Report every line from the material that contains the word "specified".
--------
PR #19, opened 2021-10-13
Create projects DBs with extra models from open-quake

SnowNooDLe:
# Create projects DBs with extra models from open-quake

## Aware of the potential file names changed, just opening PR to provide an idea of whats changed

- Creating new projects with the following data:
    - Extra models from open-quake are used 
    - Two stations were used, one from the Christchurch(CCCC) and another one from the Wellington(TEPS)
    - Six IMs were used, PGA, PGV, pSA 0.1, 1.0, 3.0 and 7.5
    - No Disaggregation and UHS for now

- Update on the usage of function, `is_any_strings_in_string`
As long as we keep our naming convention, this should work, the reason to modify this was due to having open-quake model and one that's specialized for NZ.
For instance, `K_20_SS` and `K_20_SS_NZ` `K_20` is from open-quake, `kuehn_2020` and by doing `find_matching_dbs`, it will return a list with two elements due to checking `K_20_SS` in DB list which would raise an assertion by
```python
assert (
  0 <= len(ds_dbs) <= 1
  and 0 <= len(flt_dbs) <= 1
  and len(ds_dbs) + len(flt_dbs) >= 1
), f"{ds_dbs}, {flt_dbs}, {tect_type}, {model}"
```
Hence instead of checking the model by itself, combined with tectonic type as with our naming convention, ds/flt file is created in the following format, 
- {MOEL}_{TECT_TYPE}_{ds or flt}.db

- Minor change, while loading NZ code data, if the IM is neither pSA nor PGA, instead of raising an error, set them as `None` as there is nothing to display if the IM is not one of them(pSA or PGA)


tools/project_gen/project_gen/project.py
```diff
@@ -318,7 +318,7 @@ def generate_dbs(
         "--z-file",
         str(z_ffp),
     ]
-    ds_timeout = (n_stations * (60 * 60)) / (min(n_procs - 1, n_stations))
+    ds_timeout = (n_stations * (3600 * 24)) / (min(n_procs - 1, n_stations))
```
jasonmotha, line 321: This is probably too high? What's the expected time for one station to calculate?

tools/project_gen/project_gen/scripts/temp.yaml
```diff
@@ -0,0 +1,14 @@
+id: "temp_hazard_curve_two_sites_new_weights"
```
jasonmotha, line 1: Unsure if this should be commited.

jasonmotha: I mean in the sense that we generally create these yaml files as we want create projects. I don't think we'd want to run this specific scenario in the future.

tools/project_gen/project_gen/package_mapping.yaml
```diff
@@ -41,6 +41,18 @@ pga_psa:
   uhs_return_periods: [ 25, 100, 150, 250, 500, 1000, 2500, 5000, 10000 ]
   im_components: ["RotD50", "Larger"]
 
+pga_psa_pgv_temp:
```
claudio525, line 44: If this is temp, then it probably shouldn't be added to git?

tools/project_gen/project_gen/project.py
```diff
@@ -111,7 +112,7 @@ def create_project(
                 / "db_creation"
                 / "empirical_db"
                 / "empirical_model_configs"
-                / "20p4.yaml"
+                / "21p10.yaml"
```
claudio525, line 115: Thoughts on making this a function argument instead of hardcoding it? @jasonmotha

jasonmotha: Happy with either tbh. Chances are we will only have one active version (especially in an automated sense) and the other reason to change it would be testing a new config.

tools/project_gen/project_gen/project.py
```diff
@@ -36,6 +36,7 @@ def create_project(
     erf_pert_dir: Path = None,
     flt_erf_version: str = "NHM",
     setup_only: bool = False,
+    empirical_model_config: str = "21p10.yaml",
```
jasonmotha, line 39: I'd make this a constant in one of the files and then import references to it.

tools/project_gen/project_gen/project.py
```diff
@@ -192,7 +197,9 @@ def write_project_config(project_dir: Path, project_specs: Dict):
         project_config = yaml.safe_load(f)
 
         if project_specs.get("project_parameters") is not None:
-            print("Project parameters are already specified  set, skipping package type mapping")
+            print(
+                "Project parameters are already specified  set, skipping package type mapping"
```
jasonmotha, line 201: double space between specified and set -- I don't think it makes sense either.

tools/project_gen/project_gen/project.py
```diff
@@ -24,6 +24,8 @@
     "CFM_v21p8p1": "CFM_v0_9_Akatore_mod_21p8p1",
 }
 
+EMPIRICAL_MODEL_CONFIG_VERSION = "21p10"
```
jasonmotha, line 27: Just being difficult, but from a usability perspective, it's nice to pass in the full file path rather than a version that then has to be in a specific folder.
--------
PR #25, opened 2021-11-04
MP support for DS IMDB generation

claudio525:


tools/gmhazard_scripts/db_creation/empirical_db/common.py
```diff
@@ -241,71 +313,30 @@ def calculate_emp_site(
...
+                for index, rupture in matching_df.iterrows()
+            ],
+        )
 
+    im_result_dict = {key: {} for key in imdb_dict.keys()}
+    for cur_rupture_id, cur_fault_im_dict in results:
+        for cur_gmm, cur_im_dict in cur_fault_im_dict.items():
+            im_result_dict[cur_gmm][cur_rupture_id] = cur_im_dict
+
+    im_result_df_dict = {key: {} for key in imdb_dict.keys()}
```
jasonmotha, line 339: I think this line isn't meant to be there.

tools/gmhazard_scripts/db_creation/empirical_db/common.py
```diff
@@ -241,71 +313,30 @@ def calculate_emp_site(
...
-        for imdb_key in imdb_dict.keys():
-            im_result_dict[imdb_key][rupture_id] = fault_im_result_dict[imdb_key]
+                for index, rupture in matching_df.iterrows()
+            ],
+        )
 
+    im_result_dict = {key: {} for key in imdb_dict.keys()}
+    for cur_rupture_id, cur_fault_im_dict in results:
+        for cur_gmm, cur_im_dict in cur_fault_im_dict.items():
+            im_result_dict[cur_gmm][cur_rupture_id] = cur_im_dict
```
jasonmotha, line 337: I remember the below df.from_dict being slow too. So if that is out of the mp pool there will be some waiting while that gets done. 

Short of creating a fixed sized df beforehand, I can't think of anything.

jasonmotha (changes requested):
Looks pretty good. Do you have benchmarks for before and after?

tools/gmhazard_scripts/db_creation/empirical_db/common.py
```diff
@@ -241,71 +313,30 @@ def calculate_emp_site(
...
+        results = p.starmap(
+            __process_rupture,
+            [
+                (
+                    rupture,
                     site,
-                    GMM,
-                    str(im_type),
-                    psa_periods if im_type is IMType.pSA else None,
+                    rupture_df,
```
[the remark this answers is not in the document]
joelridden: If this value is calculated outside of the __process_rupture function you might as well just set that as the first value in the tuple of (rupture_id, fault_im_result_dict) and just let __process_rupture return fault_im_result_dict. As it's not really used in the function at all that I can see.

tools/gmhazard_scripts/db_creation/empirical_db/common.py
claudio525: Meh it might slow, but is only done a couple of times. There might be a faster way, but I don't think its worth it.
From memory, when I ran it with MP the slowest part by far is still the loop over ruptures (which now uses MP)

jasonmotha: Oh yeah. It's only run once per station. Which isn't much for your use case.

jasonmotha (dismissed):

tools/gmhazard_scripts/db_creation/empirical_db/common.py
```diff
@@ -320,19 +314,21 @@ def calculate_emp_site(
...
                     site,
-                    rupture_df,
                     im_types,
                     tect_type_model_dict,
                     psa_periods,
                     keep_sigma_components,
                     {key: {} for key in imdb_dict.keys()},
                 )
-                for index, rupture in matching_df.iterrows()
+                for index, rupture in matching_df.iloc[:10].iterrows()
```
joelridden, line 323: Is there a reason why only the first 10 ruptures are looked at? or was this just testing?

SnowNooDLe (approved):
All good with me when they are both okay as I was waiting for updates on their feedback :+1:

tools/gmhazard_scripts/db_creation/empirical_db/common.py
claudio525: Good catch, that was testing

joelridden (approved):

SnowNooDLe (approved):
--------
== Solution for this exercise ==
-            print("Project parameters are already specified  set, skipping package type mapping")
+                "Project parameters are already specified  set, skipping package type mapping"
jasonmotha, line 201: double space between specified and set -- I don't think it makes sense either.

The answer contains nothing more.